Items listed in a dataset
-*-*-

PR #3035, opened 2019-06-25
STORM-3417: Fix checkstyle violations in sql-core

krichter722:


sql/storm-sql-core/src/jvm/org/apache/storm/sql/javac/CompilingClassLoader.java
```diff
@@ -125,7 +125,8 @@ public CompilingClassLoader(
     }
 
     /**
-     * @return Whether compilation was successful.
+     * Compiles source code to byte code.
```
srdo: Wasn't this check disabled?

krichter722: We removed the rule to add missing Javadoc on public methods and classes. The rules to validate already present Javadoc were present and remained untouched. I think this makes sense because if Javadoc is present it should be valid. It could also be removed but deciding that slows down the PR workflow in my opinion.

srdo: Makes sense, thanks.

krichter722:
@srdo This can be merged, right?

srdo:
@krichter722 Yes, soon. We generally wait at least 24 hours before merging, so others get a chance to review.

-*-*-

Exercise details
Write the entries out again exactly.

Task answer
PR #3035, opened 2019-06-25
STORM-3417: Fix checkstyle violations in sql-core

krichter722:


sql/storm-sql-core/src/jvm/org/apache/storm/sql/javac/CompilingClassLoader.java
```diff
@@ -125,7 +125,8 @@ public CompilingClassLoader(
     }
 
     /**
-     * @return Whether compilation was successful.
+     * Compiles source code to byte code.
```
srdo: Wasn't this check disabled?

krichter722: We removed the rule to add missing Javadoc on public methods and classes. The rules to validate already present Javadoc were present and remained untouched. I think this makes sense because if Javadoc is present it should be valid. It could also be removed but deciding that slows down the PR workflow in my opinion.

srdo: Makes sense, thanks.

krichter722:
@srdo This can be merged, right?

srdo:
@krichter722 Yes, soon. We generally wait at least 24 hours before merging, so others get a chance to review.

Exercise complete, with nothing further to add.